“The doctor
will be happy to make book on it.”
 He reached
for her and moved closer on the couch, embracing her, kissing her deeply on the
mouth, caressing her hair. She returned his affection in kind.
 “And he's
sure it's aâa snowflake?”
 “One or the
other.” She paused. “The snowflake is my idea.”
 “I'll take
whatever comes.”
 He got up and
poured the remainder of the martini from the mixer, noting that she had barely
touched hers. Seeing this, she picked up the glass and touched his, but didn't
drink. She was relieved, but too concerned about her other news to be ecstatic.
 “To
Snowflake,” he said, tipping his glass, pausing in midair, before raising it to
his lips. “Sixteen months apart. It'll be like twins.”
 “Twins are
easier. Only once to the well.”
 “I'll be
right there. Like with Mark.” He pecked her on the cheek. “If it were
biologically possible, I'd have it for you.”
 “If it were
biologically possible, I'd let you.”
 He was in
such a good mood, she did not wish to spoil it, and let him have his dinner
first. She had lit candles, and the flicker had the romantic effect she had
planned. But romance was the farthest thing from her mind. Tray came down, sat
with them awhile with his nightly cookie and milk, then, after the usual
protestations, kissed them both and went off to bed.
 She brought
the letter in with the coffee, blew out the candles, and put on the light.
 “And now the
bad news,” she said, placing the letter beside him as she poured.
 She watched
as he slipped the letter from the envelope.
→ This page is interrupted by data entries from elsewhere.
PR #61427, opened 2022-10-03
Better graffitis: wall vs. floor & variants

mlange-42:
#### Summary
Content "Better graffitis: wall vs. floor & variants"

#### Purpose of change

Allow for better rendering of graffitis, particularly with ISO tilesets.

#### Describe the solution

* Allow to distinguish wall vs. floor graffiti (uses rotation)
* Allow for random variants like for terrain etc.

None

#### Testing

Tried in-game. See screenshot and JSON example.

#### Additional context

Usage:

```json
{
  "id": "graffiti",
  "fg": [
    { "weight": 1, "sprite": [ "graffiti_wall_01", "graffiti_floor_01" ] },
    { "weight": 1, "sprite": [ "graffiti_wall_02", "graffiti_floor_02" ] }
  ],
  "bg": ""
}
```

grafik

### DIFF
--- a/doc/TILESET.md
+++ b/doc/TILESET.md
@@ -360,6 +360,29 @@ Each JSON file can have either a single object or an array of one or more object
 ]
 ```
 
+#### Graffitis
+
+For graffitis, rotation can be used to distinguish between wall and floor drawings:
+
+```json
+{
+  "id": "graffiti",
+  "fg": [ "graffiti_wall", "graffiti_floor" ],
+}
+```
+
+Weighted variations are also possible, and can be combined with rotation:
+
+```json
+{
+  "id": "graffiti",
+  "fg": [ 
+    { "weight": 1, "sprite": [ "graffiti_01_wall", "graffiti_01_floor" ] },
+    { "weight": 1, "sprite": [ "graffiti_02_wall", "graffiti_02_floor" ] },
+  ],
+}
+```
+
 ### `tile_info.json`
 ```c++
 [


src/cata_tiles.cpp
```diff
@@ -2345,9 +2345,17 @@ bool cata_tiles::draw_from_id_string( const std::string &id, TILE_CATEGORY categ
         case TILE_CATEGORY::OVERMAP_TERRAIN:
         case TILE_CATEGORY::MAP_EXTRA:
             seed = simple_point_hash( pos );
+            break;
         case TILE_CATEGORY::ITEM:
         case TILE_CATEGORY::TRAP:
         case TILE_CATEGORY::NONE:
+            // graffiti
```
dseguin, line 2352: Should `ITEM` and `TRAP` be moved below `NONE` to avoid the added check? It looks like graffiti only applies to the `NONE` category

Fris0uman:
Can you document this somewhere? Because from the outside there's no way to know about this feature otherwise

mlange-42:
> Can you document this somewhere? Because from the outside there's no way to know about this feature otherwise

Didn't find a place where it fits, but will try to integrate it in `TILESET.md`.

src/cata_tiles.cpp
mlange-42: Done.

mlange-42:
> > Can you document this somewhere? Because from the outside there's no way to know about this feature otherwise
> 
> Didn't find a place where it fits, but will try to integrate it in `TILESET.md`.

Done.

mlange-42:
CI fail seems unrelated:

```
src/map.cpp:1616 [bool map::furn_set(const tripoint &, const furn_id &, const bool, bool)] Setting furniture f_sandbag_half at (10,16,0) where terrain is t_open_air (which is_open_air)
```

He read the words slowly, and she
knew that he was deliberately withholding his reaction, mulling over in his
scientific mind the best option, the one that would be easiest on her.
 “Rough
stuff,” she said impatiently when his reaction was longer in coming than she
expected. He shrugged and lifted his eyes. Unlike her, anger made him more
controlled and deliberate.
 “It's only a
typical lawyer's letter,” he said. “No cause for panic.”
 “I don't like
the timing,” she pouted.
 “It's an act
of desperation. Very transparent. I'm not a lawyer, but I'd say they haven't
got a leg to stand on.” He shook his head. “Damned shame.”
 “You really
think they'd take us into court?”
 “Anybody
could do that. The question is, on what grounds.”
 “So they
could be bluffing?”
 “They have
nothing to lose. You'd think that if they had Tray's real interest at heart,
they would leave it alone. It's been two years. By now one would think they
would have adjusted to the situation.”
 “I can
understand their being upset. But thisâI think it's very selfish of them,” she
said, watching him tentatively. “They're just trying to aggravate us. It's an
intrusion, that's what it is.”
 He looked
thoughtfully into his coffee cup. After a while he lifted it to his lips,
watching her over the cup's rim.
 “It's sad,
Frances. But it doesn't make it right.”
 “In time, I'm
sure we would have come to some agreement.”
 “But on our
terms, not theirs. They're trying to force something that we're not ready for.”
 “It's so
unlike them. I can't remember their ever dealing with lawyers.”
 “I especially
don't like ultimatums,” Peter said. “They're offensive.”
 “Two weeks,”
she said.
 “We could do
without the pressure,” Peter said with typical understatement. “Especially
now.” He reached out and took her hand. “We could always capitulate.” His eyes
studied her, and she was the first to turn away.
 “No,” she
said, although the negative shake of her head came before the words. “I don't
think we're ready for that. I don't want any disruptions, Peter. Not now. Not
for Tray either. He's survived marvelously well for two years without them.
He's happy as a clam. And your folks have been wonderful.”
 “I don't want
to come out as Attila the Hun on this,” Peter said, caressing her cheek with
the back of his other hand.
 “See what
they're doing. Now you're guilty.”
 “It's not
very pleasant knowing that you're the cause of other people's unhappiness and
desperation.” He paused and looked at his hands. “It's a matter of priorities.
We'll just have to keep biting the bullet. If they sue, they sue.”
 “As you can
see, they've laid on the hearts and flowers in thick gobs.” She paused and
tapped her forefinger on the edge of her cup. “As if I were some sort of
unfeeling monster with neither compassion nor pity. Most of all, I resent that.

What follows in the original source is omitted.